Topics: Marie Antoinette, Louis XVI of France, House of Habsburg Pages: 5 (665 words) Published: September 16, 2014
Marie Antoinette
FMM 1200

Marie Antoinette
Maria Theresa of Austria thought she was sealing “a favorable alliance between France and Austria” (New World Encyclopedia) by having her daughter, Maria Antonia Josepha Johanna, marry Louis XVI, but she was actually unknowingly giving her a chance to make fashion history. Life History

When Maria Antonia Josepha Johanna wed Louis XVI, she was told to leave everything behind; her Austrian clothes, possessions, servants, her animal and even her name was changed to Marie Antoinette. She was then dressed in French clothing and presented with jewels including “an elaborate diamond necklace which had belonged to Anne of Austria and pieces which had also belonged to Mary Queen of Scots and Catherine de' Medici. The large collection of gems was valued at approximately two million livres” (New World Encyclopedia). While being married, she wore “a dress decorated by large white hoops covered in diamonds and pearls” (New World Encyclopedia). After being so lavished upon, Marie Antoinette spent most of her time “socializing and indulging her extravagant tastes”. Because of all the things she was investing in and doing, rumors began spreading and people tended to blame her for all of France’s problems. After a while, debts in France started accumulating and ordinary French people were convinced it was a conspiracy between monarchs and the nobility. At one point, the royal family was imprisoned and by the time they returned, everything was in shambles.

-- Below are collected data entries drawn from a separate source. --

PR #7, opened 2021-06-23
ADR 005 - Messaging

raksanyi:


psmulovics:
LGTM

psmulovics (dismissed):

Sly1024:
Do we need ADR-004 before we merge this?

architecture/adr-005-messaging.md
```diff
@@ -0,0 +1,50 @@
...
+while Cross-machine is between one or more computers.
+A few concrete examples include (but not limited to):
+
+- Notifications
+- Logging, telemetry
+- Querying
+- Pub-Sub
+- Window management
+
+The underlying library that is going to be used is SignalR Core.
```
bingenito, line 26: Should we split this out and explicitly define that it is pluggable and the default out of the box implementation will be SignalR?  It shouldn't be an absolute requirement.

Sly1024: I'm not sure if we need to split it out (do you mean a separate ADR? what would this one be about then?), but I agree that we need to emphasize that the default implementation will use SignalR, but it could be replaced.

bingenito: Explicitly stating as part of the design that it is interface based with an out of box implementation based on SignalR being provided as one such implementation.

bingenito: We shouldn't tie us to infrastructure flavor of the month but rather make it flexible for growth and change.

bingenito: This is worded as though in process communication will still be offloaded via SignalR.  Wouldn't the out of proc communication be an optionally added adaptor to the bus?  You can add any adapter you want and a signalr cross process adapter is one we provide.

psmulovics: This is good. @raksanyi , can you please incorporate this feedback into the ADR?

psmulovics:
> Do we need ADR-004 before we merge this?

Yes, we do

architecture/adr-005-messaging.md
raksanyi: @bingenito Are you suggesting to split this ADR into two, or just change to wording so it's just based on SignalR and we provide one implementation?

psmulovics: I think he meant the latter - e.g it is pluggable and the default implementation would be based on signalr. The pluggable will result in a consequence that the API do not contain any dependency on signalr (why would it have, but better to say explicitely)

architecture/adr-005-messaging.md
```diff
@@ -0,0 +1,54 @@
+# Architecture Decision Record: Messaging
+
+## Context
+
+As [ADR-004](adr-004-module-loading.md) states, ComposeUI needs to be as modular as possible.
+This means any module and functionality should be configurable ([ADR-002](adr-002-configuration.md)).
+One of the core modules of ComposeUI is the messaging module, or the message router. The message router
+should be responsible for every communication that happens between processes.
+It should be an independent pluggable module that runs under the main ComposeUI process, delivering
+messages between processes and computers.
```
bingenito, line 10: Should this read:  and optionally other devices?

architecture/adr-005-messaging.md
```diff
@@ -0,0 +1,54 @@
...
+
+## Decision
+
+Since there are going to be
+multiple kinds of consumers of ComposeUI (Web, WPF, WinForms, ASP.NET, etc) we differentiate two kinds of
```
bingenito, line 15: The term "multiple kinds of consumers" seems off but I don't have an alternative suggestion.

architecture/adr-005-messaging.md
```diff
@@ -0,0 +1,54 @@
...
+messaging: cross-process and cross-machine. Cross-process messaging is strictly between processes on the same PC,
+while Cross-machine is between one or more computers.
```
bingenito, line 17: devices in place of computers?

architecture/adr-005-messaging.md
raksanyi: Actually yes, I guess with web-first there could be other devices.

architecture/adr-005-messaging.md
raksanyi: Maybe "multiple types" or "different types", "different kinds"?

Sly1024: I vote on "different types".

psmulovics (approved):

PR #11, opened 2021-06-29
Adding initial empty solution file with basic Directory.Build content

psmulovics:
The Directory.Build files contain the basic settings for Product name,
authors, company, copyright, email.

Also they contain the setting for debug types (pdb only for release and full for debug).

Also, they remove the target framework from the path,
they generate documentation,
enable pdb files in the package build output folder.

To avoid issues with WPF, it does initialize the LanguageTargets,
and readds xaml and xaml.cs files with the right generator.

Lastly, it contains an empty Dependencies.props file to be filled up by the upcoming tooling.


BalassaMarton (approved):
I'd even add stuff like `TargetFramework`, `Nullable` and other common props here, but looks good to me the way it is now, we can decide on those later.

psmulovics:
Nullable - good idea, TargetFramework - originally I had it there but removed as I could not decide what to put there - 5? already 6?

PR #15, opened 2021-09-08
ADR 008 - Module Security

Sly1024:


psmulovics (approved):

bingenito:
Can we provide at the routing level (as part of the envelope) information about where it came from?  The routing should be able to stamp that in a reliable way?  We could then at the target only accept messages from a source we know.

psmulovics:
> Can we provide at the routing level (as part of the envelope) information about where it came from? The routing should be able to stamp that in a reliable way? We could then at the target only accept messages from a source we know.

So we did had a longer discussion for this. As both sides are local, there is no reliable way to do this :(

bingenito:
> So we did had a longer discussion for this. As both sides are local, there is no reliable way to do this :(

We know the caller at all times whether it is web of .NET.  We need to explore this in more detail as it is a security requirement on other systems to identify callers.

psmulovics:
So we discussed signatures, salting the message, hashes, etc - as long as you are NOT doing .NET 'link demand' remoting, there is no way to enforce that; but we want to avoid doing that under all circumstances.

bingenito:
Let's keep this open as it is a literal showstopper.  It's an internal security requirement that can't be glossed over.  We'll need some type of solution to verify sender.

BalassaMarton:
Can we be more specific about what attacks we are imagining? Eg. user tampering with the config file to load a malicious module, etc. We can then address them one by one.

psmulovics:
I'm all ear how you can prevent XSS if both server and client are local - eg let it be cookies, CSRF, hash, etc everything can be very easily spoofed.

BalassaMarton:
That's still not specific. Who is injecting the code for the XSS attack and where? We should at least ROAM all these risks, and If an attack type is impossible to prevent on the framework level, we should clearly state that.

bingenito:
If module A sends a message to module B to execute a trade, the identify of that sender needs to be verified and approved.

psmulovics:
That would mean we would need to go back to .NET binary formats - and we agreed on we would not do that. Also that would make use of any web client unfeasible.

Sly1024:
Let me talk to a local security guy. I'm interested as well, if there is any way to securely authenticate a client.

psmulovics (approved):

PR #16, opened 2021-10-04
Alternative dockmanager initial PR

psmulovics:
* This would be the alternative dockmanager to the commercial option
* This is an initial PR for it, we would need to figure out the actual folder structure later on
* No tests added as part of this yet


bingenito:
Missing license headers.  Why commit when there is no usage or scenario for using it as an alternative dock manager given there is no shell yet?

psmulovics:
added license headers

src/DockManagerCore/SplitPanes.cs
```diff
@@ -0,0 +1,196 @@
...
+        private SplitPanes first;
+        public SplitPanes First
+        {
+            get => first;
+            set
+            {
+                if (value != first)
+                {
+                    first = value;
+                    if (value != null) value.Parent = null;
```
ztanczos, line 34: Why do you need this line? You're overwriting it right below.

src/DockManagerCore/Utilities/DockingUtils.cs
```diff
@@ -0,0 +1,267 @@
...
+        private static readonly DockingPlaceholder HorizontalDock = new DockingPlaceholder { IsGlobalDocker = true };
+
+        public static FloatingWindow FindWindow(string wid)
+        {
+            WindowCollection windows = Application.Current.Windows;
+            foreach (Window w in windows)
+            {
+                if (w is FloatingWindow && w.Uid.Equals(wid))
+                {
+                    return w as FloatingWindow;
```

Revolutionaries were killing royals, including Louis XVI, whom was executed for treason. Eventually Marie Antoinette lost custody of her child and was also convicted of treason and beheaded by guillotine. Fashion Impact

Marie Antoinette was a fashion icon. She is remembered for her very high hairstyle, the pouf, her pricy parties, and massive wardrobe. “She had nearly 300 dresses made annually for her various social engagements” (Contributors, 2008) and even had her own fragrance made for her. She wanted to keep up appearances and be seen as a force to be reckoned with. Although she never created the clothes herself, she wanted to be one of the firsts to try something; be non-traditional. She wore the newest looks from Rose Bertin, “among them the provocative "robe a la polonaise," with its bosom-enhancing bodice and its billowy, ankle-baring skirts, the whole crowned by a pouf, a 3-foot mountain of powdered hair decked with plumes, veils, and other objects”(Hollander, 2006). Another dress of style she came to wear after becoming a mother is known as “chemise a la reine.” She stopped wearing all the glitz and glam that she had been known for and opting for a simpler look in her outfits. She “began wearing a light, shapeless dress called a gaulle. It was made of layers of simple muslin, loose-fitting and shaped by a sash tied around the waist. It also didn't have the usual panniers under the skirt, which were often so extreme that door frames had to be widened to accommodate dresses. It meant the material could mold around the legs, also shocking at the time”(Winterman, 2012). Critics of this type of dress said she looked as though she were wearing just undergarments. In conclusion, Marie Antoinette was not only a prominent figure in history, but she could also be noted as an important mention in fashion history as well. She paved the way for a new type of look and style that others during the time would not have ever thought of doing. References

Contributors. (2008, September 2). HowStuffWorks "Marie Antoinette Fashion". HowStuffWorks. Retrieved September 7, 2014, from http://history.howstuffworks.com/historical-figures/top-5-marie-antoinette-scandals5.htm#page=5 Hollander, A. (2006, November 3). What Marie Antoinette really wore.. Slate Magazine. Retrieved September 7, 2014, from http://www.slate.com/articles/arts/fashion/20 Marie Antoinette. (n.d.). - New World Encyclopedia. Retrieved September 7, 2014, from...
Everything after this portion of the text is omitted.